Plus, orphan drugs tend to require a large degree of patient and physician education, she added.

Dyax also has a deal giving Israeli rights to Neopharm Group, and, in June, it inked a partnership with Italian pharma Sigma-Tau SpA for Europe, North Africa, the Middle East and Russia. The Sigma-Tau deal included $2.5 million up front, $2.5 million in equity, the potential to earn more than $100 million in milestones and royalties equal to 41 percent of net sales should the product reach market. (See BioWorld Today, June 22, 2010.)

A European application was accepted in July. Full approval is anticipated in a 12-month to 18-month time frame.

In the U.S., Kalbitor became the third drug available for HAE patients.

In addition to Berinert, which is approved for acute HAE, it faces competition from potential off-label use of ViroPharma Inc.'s C1 inhibitor Cinryze, which hit the market first. but is only approved for prophylactic use. (See BioWorld Today, Oct. 14, 2008, and Dec. 3, 2009.)

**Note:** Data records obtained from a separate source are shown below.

Issue #8317, opened 2024-10-26
Fix incorrect job namespacing


garyhtou:
We have a lot of job classes namespaced incorrectly.

For example, given a model called `Cardboard`, we currently might have a `CardboardJob::Recycle`. However, it should really be called `Cardboard::RecycleJob`.

Rename: `CardboardJob::Recycle` → `Cardboard::RecycleJob`.

More examples (from codebase):
- `AchTransferJob::Daily` → `AchTransfer::DailyJob`
- `DonationJob::Nightly` → `Donation::NightlyJob`

When renaming these, be careful if the job is currently in Redis (e.g. scheduled/retrying jobs). When a job is stored in Redis and later run, Sidekiq will attempt to call its old name; which will fall if it no longer exists. As a result, you should do: https://github.com/sidekiq/sidekiq/wiki/FAQ#how-do-i-safely-rename-a-worker

Also, when renaming, you may need to change modules to classes. For example, with
`AchTransferJob::Daily`, `AchTransferJob` is currently a module. But when you switch it to `AchTransfer`, it will need to become a class (since it already defined as a class by the model).

garyhtou:
Here is a list of incorrectly namespaced jobs

- [x] `UserJob::SyncToLoops` https://github.com/hackclub/hcb/pull/8318
- [ ] `TransactionGroupingEngineJob::Nightly`
- [ ] `TransactionEngineJob::Nightly`
- [ ] `StripeCardJob::Nightly`
- [ ] `StripeAuthorizationJob::CreateFromWebhook`
- [ ] `StatsdJob::GaugeOnlineUserCount`
- [ ] `ReimbursementJob::Nightly`
- [ ] `ReceiptReportJob::Weekly`
- [ ] `ReceiptReportJob::Send`
- [ ] `ReceiptReportJob::Monthly`
- [ ] `ReceiptJob::SuggestPairings`
- [ ] `ReceiptJob::ExtractTextualContent`
- [ ] `PendingTransactionEngineJob::Nightly`
- [ ] `PendingEventMappingEngineJob::Nightly`
- [ ] `PayoutJob::Nightly`
- [ ] `PayoutJob::Invoice`
- [ ] `PayoutJob::Donation`
- [ ] `MetricJobs::CalculateSubjects`
- [ ] `MetricJobs::CalculateSingle`
- [ ] `MetricJobs::CalculateAppWide`
- [ ] `InvoiceJob::OpensToPaids`
[...]

PR #8318, opened 2024-10-26
`UserJob::SyncToLoops` -> `User::SyncToLoopsJob`

garyhtou:
https://github.com/hackclub/hcb/issues/8317

I'm not keeping the old constant alive because this is a cron job that has already ran. There won't be anything in Sidekiq's Redis upon merging/deploying.


garyhtou:
(i'm testing merge queue using this pr)

PR #8321, opened 2024-10-26
Add caching to event balance frame

YodaLightsabr:
## Summary of the problem
Sometimes users are left with a "—" on the homepage for quite a while while we compute organization balances.
image

## Describe your changes
This PR uses the `cached-frame` stimulus controller to load a cached value while turbo fetches the latest value


sampoder (approved):
LGTM!

PR #8332, opened 2024-10-27
Remove async frames from the codebase

sampoder:
Going forward: use Turbo Frames! They can be lazy loaded.

https://turbo.hotwired.dev/handbook/frames


garyhtou:
great job here!

PR #8333, opened 2024-10-28
Waive wire minimum for HQ projects

sampoder:


sampoder:
Plan is to switch to a `wire_minimum_exempt?` method on `Event::Plan`

PR #8337, opened 2024-10-28
Move wire minimum amount to `Event::Plan`

garyhtou:
## Summary of the problem

`Event::Plan` essentially serves as authorization for Events. `minimum_wire_amount_cents` is kinda in that category. As a result, I think it should belong in `Event::Plan` rather than `Event`.

## Describe your changes

Closes https://github.com/hackclub/hcb/issues/8335

Also handles https://github.com/hackclub/hcb/pull/8333 by overriding the inherited `minimum_wire_amount_cents` for `Event::Plan::HackClubAffiliate`. It's a bit cleaner this way.


garyhtou:
https://github.com/hackclub/hcb/issues/8335#issuecomment-2440627284

PR #8340, opened 2024-10-28
Separate creation of a counterparty from the POST to `/transfers/international-wire`

sampoder:
So Column let's you do that for ACHs but not wires.... ugh.


app/models/wire.rb
```diff
@@ -454,26 +454,30 @@ def send_wire!
...
+          postal_code: address_postal_code,
+          country_code: recipient_country
+        }
+      }.merge(recipient_information.compact_blank)
+    }.compact_blank)
+
     column_wire_transfer = ColumnService.post("/transfers/international-wire", {
-      idempotency_key: self.id.to_s,
-      amount:,
+      idempotency_key: id.to_s,
```
```suggestion
      idempotency_key: self.id.to_s,
```

app/models/wire.rb
```diff
@@ -454,26 +454,30 @@ def send_wire!
     account_number_id = event.column_account_number&.column_id ||
                         Rails.application.credentials.dig(:column, ColumnService::ENVIRONMENT, :default_account_number)
 
+    column_counterparty = ColumnService.post("/counterparties", {
+      idempotency_key: id.to_s,
```
```suggestion
      idempotency_key: self.id.to_s,
```

app/models/wire.rb
```diff
@@ -454,26 +454,30 @@ def send_wire!
     account_number_id = event.column_account_number&.column_id ||
                         Rails.application.credentials.dig(:column, ColumnService::ENVIRONMENT, :default_account_number)
 
+    column_counterparty = ColumnService.post("/counterparties", {
+      idempotency_key: self.id.to_s,
+      routing_number_type: "bic",
+      routing_number: bic_code,
+      account_number: account_number,
```
```suggestion
      account_number:,
```

PR #8350, opened 2024-10-28
Add `column_id` to `Wire`

sampoder:


sampoder:
There's one to backfill in production

garyhtou:
thanks!

garyhtou:
Next step will be adding an HCB code and all the transaction engine stuff! fun!

PR #8480, opened 2024-11-08
Validate plan types on `Event::Plan`

sampoder:
Because this takes down seemingly everything if it's not valid...


app/models/event/plan.rb
```diff
@@ -72,6 +72,12 @@ def self.available_plans
       end
     end
 
+    validate do
+      unless plan_type.in?(Event::Plan.descendants.collect{|d| d.name})
```
garyhtou:
```suggestion
      unless plan_type.in?(Event::Plan.descendants.map(&:name))
```

app/models/event/plan.rb
```diff
@@ -72,6 +72,12 @@ def self.available_plans
...
+        errors.add(:base, "Invalid plan type.")
```
garyhtou:
```suggestion
        errors.add(:plan_type, "is invalid")
```

PR #8485, opened 2024-11-11
Waive fees on bank fee related CPTs

sampoder:
This is for fee credits, they are positive so HCB assumes we should charge a fee on them


garyhtou (approved):
LGTM

PR #8497, opened 2024-11-12
Render active Stripe cards first on `/my/cards`

sampoder:
Closes https://github.com/hackclub/hcb/issues/8441


garyhtou:
thank you for this!

PR #8500, opened 2024-11-13
Create an action bar on the ledger

sampoder:
Screenshot 2024-11-12 at 9 00 40 PM

I love the new filter design; I added it to both the exports button & the tag toggle!


garyhtou:
Could we move the filter button to be immediately left of the search? It'll keep all the filter-related elements close together.

My preferred order is (left to right):
1. Search bar
2. Filter button
3. Tag toggle
4. Export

Dyax is banking on Kalbitor's somewhat broader label – covering all the HAE symptoms, including the potentially deadly laryngeal attacks – to give it a leg up over Berinert, approved only for abdominal and facial HAE attacks. Its subcutaneous administration and nonplasma base also is an advantage, Magovčević-Liebisch noted.

Launched in February, Kalbitor is getting "good reception from physicians and patients," she said. At the end of June, 264 HAE patients had entered the Kalbitor Access System and, of those, 117 already had the drug placed. The number of patients with placed drug – treatment readily available in case of an HAE attack – increased significantly from the first quarter to the second quarter and "we're seeing a very nice ramp-up.

"We told the Street we were confident that we'd have 300 [patients with] placed drug by year-end," she said.

Dyax reported second-quarter sales of Kalbitor totaling $1.9 million. Through June 30, sales had reached $3.2 million.

Beyond its HAE deals, Dyax pulls in substantial funding by partnering its phage display technology. The firm has more than 70 licenses, which have translated into 17 clinical-stage candidates at present, including two late-stage compounds – a VEGFR2/KDR molecule and EGFR molecule – developed by ImClone Systems Inc. (now Eli Lilly and Co.) which could reach the market and start producing additional royalties for Dyax as early as 2013.

The company recorded about $20 million in revenue from its phage display partnerships in 2009, and Magovčević-Liebisch said a similar amount is expected for 2010.

Dyax, which posted a second-quarter net loss of $5.3 million, or 5 cents per share, had about $94.4 million in cash as of June 30.

The company's shares (NASDAQ:DYAX) closed at $2.37, up 2 cents Thursday.